Honeywell Nguruve
- Date of birth: 12 August 1969 (age 55)
- Place of birth: Bindura, Rhodesia
- Height: 6 ft 3 in (191 cm)
- Weight: 205 lb (93 kg)
- School: Milton High School

Rugby union career
- Position(s): No. 8 / Flanker

International career
- Years: Team / Apps / (Points)
- 1990–91: Zimbabwe / 5 / (4)

= Honeywell Nguruve =

Honeywell Nguruve (born August 12, 1969) is a Zimbabwean former international rugby union player.

==Biography==
Nguruve, an Old Miltonian, was born in the town of Bindura and is the son of Zimbabwe's first black police commissioner Wiridzayi Nguruve. He played his rugby at Milton High School under the coaching of Sydney Dawson.

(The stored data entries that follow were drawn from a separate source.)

PR #5058, opened 2019-07-16
Execution cleanup on a cluster

ltamaster:
Enhancement:
On a cluster environment where the serverNodeUUID of the cluster members normally changed (on docker o kubernetes env), the execution cleanup process doesn't work as expected. The main reason is each cluster member will try to remove its own executions (filtering by serverNodeUUID).

1.- A new method to get the list of dead members is added. Each active node will have a different list of dead members in order to not get the same list of executions to delete.
2.- if that list is not empty, then the execution query will search for those uuids (plus the uuid of the server).
3.- the list of dead member can include the "null" option. In this case, it will remove execution with the serverNodeUUID on null (cover cases when rundeck has migrated from not cluster to cluster env).
4.- Some optimizations were added (eg, query just for the execution ID, etc)

**Additional context**

### DIFF
--- a/rundeckapp/grails-app/jobs/rundeck/quartzjobs/ExecutionsCleanUp.groovy
+++ b/rundeckapp/grails-app/jobs/rundeck/quartzjobs/ExecutionsCleanUp.groovy
@@ -39,9 +39,10 @@ class ExecutionsCleanUp implements InterruptableJob {
         ExecutionService executionService = fetchExecutionService(context.jobDetail.jobDataMap)
         FileUploadService fileUploadService = fetchFileUploadService(context.jobDetail.jobDataMap)
         LogFileStorageService logFileStorageService = fetchLogFileStorageService(context.jobDetail.jobDataMap)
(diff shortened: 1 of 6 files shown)


rundeckapp/grails-app/jobs/rundeck/quartzjobs/ExecutionsCleanUp.groovy
```diff
@@ -188,33 +210,60 @@ class ExecutionsCleanUp implements InterruptableJob {
 
     private int totalAllExecutions(ExecutionService executionService, String project){
         ExecutionQuery query = new ExecutionQuery(projFilter: project)
-        Map result = executionService.queryExecutions(query)
-        return null != result ? result.total : 0
+        def criteriaClos = { isCount ->
```
gschueler: this param `isCount` doesn't seem to be used?

ltamaster: your right, I removed it

PR #5060, opened 2019-07-17
fixes #1378 Improve Logs using apache-log4j-extras

### LINKED ISSUE #1378: Feature Request: compress activity log
Activity log may eat up your disk space. 

`.rdlog` files are stored as-is in rundeck server. One option would be to mount an external storage and store activity in there in order to not waste rundeck server disk space. Despite that, activity logs could be compressed. You will lose processing time but just in one use case: when you need to read log files.

I think it worth it.

Romainj1:
fixes #1378
Logs created by rundeck /var/log/rundeck/... are not compressed, and it can cause disk usage issues.
Logs are  handled with log4j, and using the class org.apache.log4j.DailyRollingFileAppender, which allows log rotation. Unfortunately, this last does not support automatic file compression.

Easy solution is to use class org.apache.log4j.rolling.RollingFileAppender, but it cannot as it is part of apache-log4j-extras (and not core log4j), we need to import this library.

Zipping files in a crontab seemed a good solution, but then handles poorly log rotation.
I tried using also org.apache.log4j.RollingFileAppender (different from org.apache.log4j.rolling.RollingFileAppender), but didn't achieve to compress files with this one.

**Additional context**

### DIFF
--- a/core/build.gradle
+++ b/core/build.gradle
@@ -61,6 +61,7 @@ dependencies {
     }
     compile 'org.apache.ant:ant:1.8.3',
         'log4j:log4j:1.2.17',
+        'log4j:apache-log4j-extras:1.2.17',
         'commons-codec:commons-codec:1.10',
         'commons-beanutils:commons-beanutils:1.9.3',
         'commons-collections:commons-collections:3.2.2',


Romainj1:
up

PR #9001, opened 2024-03-13
Fix failing test on circleCi "test_check_diff_after_actions"

Jesus-Osuna-M:
Problem:
Sometimes the method  callGetJobStatus to get the SCM status of a job via API get the value before is completely updated in Resulting on a NPE 

Solution:
Create a new method that calls the callGetJobStatus inside a cicle assuring that the SCM status is not empty before checking results.


ronaveva (approved):
LGTM

PR #9005, opened 2024-03-14
Wiz Scan Build Image Instead of Branch Image

chrismcg14:
Use build image instead of branch image to ensure it is for current build


gschueler (approved):

ahormazabal:
Wizcli is failing bc the image wasn't found. We need https://github.com/rundeck/rundeck/pull/9004 before being able to properly test this PR.

PR #9008, opened 2024-03-14
RUN-2248: Fix: don't include UI timezone data in schedules json

gschueler:
Fix a minor bug in the job editor Schedules UI: timezone data used by the GUI is included in the json data sent to the server.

During the early 1990s, Nguruve played on the Zimbabwe national team, as a flanker, number eight and lock. He was one of four players of colour in the 1991 Rugby World Cup squad and scored a try in the match against Japan in Belfast.

Nguruve emigrated to Australia in 1993, having been signed to play rugby for Perth-Bayswater. He represented Western Australia against the touring 1993 Springboks and the following year relocated to Sydney, where he played for Randwick.